Netelenbos J C, Asscheman H, Lips P, Van der Vijgh W J, Jongen M J, Van Ginkel F, Hackeng W H
J Clin Endocrinol Metab. 1986 Jul;63(1):246-8. doi: 10.1210/jcem-63-1-246.
Nineteen patients with primary hyperparathyroidism were treated with 25 micrograms 24,25-dihydroxyvitamin D3 or placebo daily for 3 months according to double-blind cross-over protocol. Serum immunoreactive PTH, total and ionized calcium, urinary calcium excretion, tubular reabsorption of phosphate/glomerular filtrate, and urinary hydroxyproline excretion did not change significantly. Serum 24,25-dihydroxyvitamin D3 levels increased significantly from 1.4 +/- 2.2 (SD) nmol/liter to 38 +/- 11 nmol/liter during the treatment period. Serum 25-hydroxyvitamin D3 and 1,25-dihydroxyvitamin D3 levels did not change. We conclude that pharmacological doses of 24,25-dihydroxyvitamin D3 have no suppressive effect on parathyroid function in primary hyperparathyroidism.

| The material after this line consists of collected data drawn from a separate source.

PR #5455, opened 2026-02-19
fix: Handle IVM old record capture when REQUIRE_SEEK is set

nightscape:
## Summary
- `INSERT OR REPLACE` on a table with a dependent materialized view panicked with _"to capture old record accurately, we must be located at the correct position in the table"_
- The IVM old-record capture assumed the cursor was already positioned, but `INSERT OR REPLACE` sets `REQUIRE_SEEK` — these two conditions were treated as mutually exclusive
- Added a `SeekThenCapture` state to `OpInsertSubState` that first seeks to the correct position, then captures the old record for incremental view maintenance before proceeding with the insert

## Test plan
- [x] Added `matview_insert_or_replace.sqltest` — reproduces the panic without the fix, passes with it

### DIFF
--- a/core/vdbe/execute.rs
+++ b/core/vdbe/execute.rs
@@ -6776,6 +6776,8 @@ pub struct OpInsertState {
 #[derive(Debug, PartialEq)]
 pub enum OpInsertSubState {
     /// If this insert overwrites a record, capture the old record for incremental view maintenance.
+    /// If cursor is already positioned (no REQUIRE_SEEK), capture directly.
+    /// If REQUIRE_SEEK is set, transition to Seek first.
     MaybeCaptureRecord,
     /// Seek to the correct position if needed.
     /// In a table insert, if the caller does not pass InsertFlags::REQUIRE_SEEK, they must ensure that a seek has already happened to the correct location.
@@ -6783,6 +6785,9 @@ pub enum OpInsertSubState {
     /// 1. op_new_rowid() seeks to the end of the table, which is the correct insertion position.
     /// 2. op_not_exists() seeks to the position in the table where the target rowid would be inserted.
     Seek,
+    /// Capture the old record at the current cursor position for IVM.
+    /// The cursor must already be positioned (by a prior seek or by NotExists/NewRowid).
+    CaptureRecord,
     /// Insert the row into the table.
     Insert,
     /// Updating last_insert_rowid may return IO, so we need a separate state for it so that we don't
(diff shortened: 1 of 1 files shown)


core/vdbe/execute.rs
```diff
@@ -6767,11 +6771,75 @@ pub fn op_insert(
...
+                                let mut values = record.get_values_owned()?;
+
+                                // Fix rowid alias columns: replace Null with actual rowid value
+                                if let Some(table) = schema.get_table(table_name) {
+                                    for (i, col) in table.columns().iter().enumerate() {
+                                        if col.is_rowid_alias() && i < values.len() {
+                                            values[i] = Value::from_i64(key);
+                                        }
+                                    }
+                                }
```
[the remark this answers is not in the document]
nightscape: Done. Extracted the shared capture logic into `capture_old_record_for_ivm()` which both `MaybeCaptureRecord` and `SeekThenCapture` now call.

nightscape:
@jussisaurio all green, ready to go from my side.

core/vdbe/execute.rs
```diff
@@ -6810,6 +6702,62 @@ pub enum OpInsertSubState {
     ApplyViewChange,
 }
 
+enum CaptureResult {
+    IO(IOCompletions),
+    NotInteger,
```
jussisaurio: Is `NotInteger` an expected result?

core/vdbe/execute.rs
```diff
@@ -6844,66 +6792,57 @@ pub fn op_insert(
...
-                        None
+                    CaptureResult::Done(old_record) => {
+                        state.op_insert_state.old_record = old_record;
+                        state.op_insert_state.sub_state = OpInsertSubState::Insert;
+                        continue;
                     }
-                };
+                }
+            }
+            OpInsertSubState::SeekThenCapture => {
```
jussisaurio: This has the exact same seek logic as `::Seek` right? can the `Capture` part be an optional step after seek if `dependent_views` is nonempty?

core/vdbe/execute.rs
jussisaurio: What happens for IVM if `InsertFlags::UPDATE_ROWID_CHANGE` is set?

core/vdbe/execute.rs
```diff
@@ -6844,66 +6792,57 @@ pub fn op_insert(
...
+                    return Ok(InsnFunctionStepResult::IO(io));
+                }
 
-                state.op_insert_state.old_record = old_record;
-                if flag.has(InsertFlags::REQUIRE_SEEK) {
-                    state.op_insert_state.sub_state = OpInsertSubState::Seek;
-                } else {
-                    state.op_insert_state.sub_state = OpInsertSubState::Insert;
+                let schema = program.connection.schema.read();
+                match capture_old_record_for_ivm(state, &schema, *cursor_id, *key_reg, table_name)?
```
jussisaurio: Why is this capture routine run from two different places?

core/vdbe/execute.rs
jussisaurio: Also, with current logic, if `CaptureResult::IO` is returned below then we seek again?

nightscape:
Thanks for the thorough review! All points were valid. Here's what changed:

**Refactored the `OpInsertSubState` state machine:**

- **Eliminated `SeekThenCapture`** — replaced with `Seek` transitioning to a new `CaptureRecord` state when dependent views exist. This removes the duplicated seek logic and fixes the re-seek-on-IO bug.
- **Removed `CaptureResult` enum and `capture_old_record_for_ivm` helper** — the capture logic is now inline in `CaptureRecord` using `return_if_io!()`, which is the standard pattern in the codebase and handles IO re-entry correctly.
- **Replaced `NotInteger` with `unreachable!()`** — consistent with how `Insert` and `ApplyViewChange` already handle the key register.
- **Clarified `UPDATE_ROWID_CHANGE` comment** — made it explicit that `op_delete` handles the old-row IVM propagation, so the insert side only needs to record the new row.

New state flow:
```
MaybeCaptureRecord → Seek (if REQUIRE_SEEK) or CaptureRecord (if views) or Insert
Seek → CaptureRecord (if views) or Insert
CaptureRecord → Insert
Insert → UpdateLastRowid → ApplyViewChange
```

core/vdbe/execute.rs
nightscape: No — the `Insert` state already does `unreachable\!("expected integer key")` for the same register. Replaced `NotInteger` with `unreachable\!()` in the new `CaptureRecord` state to be consistent.

core/vdbe/execute.rs
nightscape: Yes, exact same seek. Eliminated `SeekThenCapture` entirely. `Seek` now transitions to `CaptureRecord` (if dependent views exist) or `Insert`, so the seek logic lives in one place only.

core/vdbe/execute.rs
nightscape: When `UPDATE_ROWID_CHANGE` is set, `op_delete` has already run and captured the old record deletion for IVM. This insert only records the new row — `ApplyViewChange` handles that without needing `old_record`. Expanded the comment to make this explicit.

core/vdbe/execute.rs
nightscape: No longer the case — capture logic now lives in a single `CaptureRecord` state. Both `MaybeCaptureRecord` (cursor already positioned) and `Seek` (after seeking) transition to it when dependent views exist.

core/vdbe/execute.rs
nightscape: Good catch — that was a real bug. Fixed by the refactor: `Seek` and `CaptureRecord` are now separate states. If `CaptureRecord` returns IO, we re-enter `CaptureRecord` directly (via `return_if_io\!`), not `Seek`.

根据双盲交叉试验方案,19例原发性甲状旁腺功能亢进患者每日接受25微克24,25 - 二羟维生素D3或安慰剂治疗,为期3个月。血清免疫反应性甲状旁腺激素、总钙和离子钙、尿钙排泄、肾小管对磷酸盐的重吸收/肾小球滤过率以及尿羟脯氨酸排泄均无显著变化。治疗期间,血清24,25 - 二羟维生素D3水平从1.4±2.2(标准差)纳摩尔/升显著升至38±11纳摩尔/升。血清25 - 羟维生素D3和1,25 - 二羟维生素D3水平未发生变化。我们得出结论,药理剂量的24,25 - 二羟维生素D3对原发性甲状旁腺功能亢进患者的甲状旁腺功能无抑制作用。